Here were the suggestions for this article:

- AI experimentation
- recommendation feature
- OpenAI API
- embeddings
- article tagging

It took a while to generate all the tags, but it was a one-time operation. Once I had all the tags, I wrote a script that fetched all the articles and extracted their tags. I then sent an array of these to the embedding endpoint and got all the data back to run comparisons against later.

{
  input: [
    "Experimenting with AI: AI experimentation, recommendation feature, OpenAI API, embeddings, article tagging",
    "Increase your focus with pomodoro: Productivity, Time Management, Focus Technique, Pomodoro Technique, Distraction Management",
    "Running a Conference: conference, event organization, sponsorship, diversity fund, speaker payment",
    //… 
  ]
}

Cosine similarity formula

Our brains can’t handle graphs in dimensions higher than the three we live in, but computers have no problem with it. Using the cosine similarity formula, we can get the distance between two points in any number of dimensions. Letting the compute-cosine-similarity npm package do the heavy-lifting, made computing similarity a breeze. To get the recommended articles, I loop through all the articles and calculate their similarity to the current article. Then I sort the array by similarity, remove the first result, and return the next three. This is all done against the dataset we generated previously, so it’s really fast.

Takeaways

This approach solved all the issues with the first POC. It’s much more reliable since we’re dealing with deterministic data. There’s only one API call that’s made once every few weeks. Most importantly, the recommendations are much better. They’re not perfect, but they’re good enough.

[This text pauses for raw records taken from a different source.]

PR #205, opened 2022-04-23
Remove obsolete validation TODOs

erikgb:
I added some TODOs when improving the error messages from webhook validation. Most of these were suggesting to review, and eventually change, the status code returned. I realize now that this is probably not feasible, and apologize for adding the TODOs in the first place.


adrianludwin (commented):
/lgtm
/approve

FYI I wouldn't bother to run integ tests for a change list this, the risk is minimal plus we have the postsubmits in case something crazy goes wrong.

PR #206, opened 2022-04-23
Read-only client in webhooks only mode

### LINKED ISSUE #195: Make HRQ HA-compliant
#183 doesn't support the ReadOnly fields needed to support HA deployments of HNC. We should either update the HRQ reconcilers to support ReadOnly, or else come up with a different overall solution (e.g. modify the K8s client so that all write operations are no-ops in read-only mode).

/assign

### LINKED ISSUE #198: Read-only mode implemented with read-only client
The newly introduced read-only mode to make HNC more highly available is currently implemented with a `ReadOnly` field on all reconcilers, and every write operation must guarded with a check on the value of this field. This is not robust enough IMO, and should be improved. Contributors not aware of this feature could easily forget adding this guard, leaving it up to reviewers to catch it - creating a troublesome contributor process with a high risk of errors being introduced in HNC. As an example, I dumped into the following code today, which misses this guard:

https://github.com/kubernetes-sigs/hierarchical-namespaces/blob/c5662040fb67c72a22085f50653cf74a1317d5f2/internal/hierarchyconfig/reconciler.go#L141

I suggest to instead implement the read-only mode by supplying the reconcilers with a delegating client, where all writes are implemented as a no-op. A bit like controller-runtime does for their caching client.

erikgb:
This appears like a more robust implementation of the webhooks only mode than the current one. It ensures that the client provided to all components are not able to perform any write operations towards the API.

Tested: Ran both unit-tests ('make test') and integration test ('make test-e2e') successfully. The integration tests were verified both in default and HA mode.

Fixes #198, fixes #195


internal/config/client.go
```diff
@@ -0,0 +1,99 @@
...
+	"sigs.k8s.io/controller-runtime/pkg/cache"
+	"sigs.k8s.io/controller-runtime/pkg/client"
+	"sigs.k8s.io/controller-runtime/pkg/cluster"
+)
+
+// NewCachingClient is an alternative implementation of controller-runtime's
+// default client for manager.Manager.
+// The only difference is that this implementation sets `CacheUnstructured` to `true` to
+// cache unstructured objects.
+func NewCachingClient(cache cache.Cache, config *rest.Config, options client.Options, uncachedObjects ...client.Object) (client.Client, error) {
```
adrianludwin, line 17: Should this be an unexported function now?

internal/config/client.go
```diff
@@ -0,0 +1,99 @@
...
+func (c ReadOnlyClient) Scheme() *runtime.Scheme {
+	return c.client.Scheme()
+}
+
+func (c ReadOnlyClient) RESTMapper() meta.RESTMapper {
+	return c.client.RESTMapper()
+}
+
+type nopStatusWriter struct {
+}
```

// For "Running a Conference"
{
  "recommendations": [{
    "title": "Starting a Meetup",
    "path": "/wrote/starting-a-meetup/",
    "similarity": 0.8543
  },{
    "title": "All Meetings are Optional",
    "path": "/wrote/all-meetings-are-optional/",
    "similarity": 0.8363
  },{
    "title": "Automate Your Meeting Agendas",
    "path": "/wrote/automate-your-meeting-agendas/",
    "similarity": 0.7954
  }]
}

Recommendations are a nice feature, but the point of this was to learn more about AI. I’m an engineering manager so I don’t need to be a guru, but I still need to know what I’m talking about. By going through a practical application of AI, I’m better prepared for conversations with my engineers as we dive in to AI at GitLab.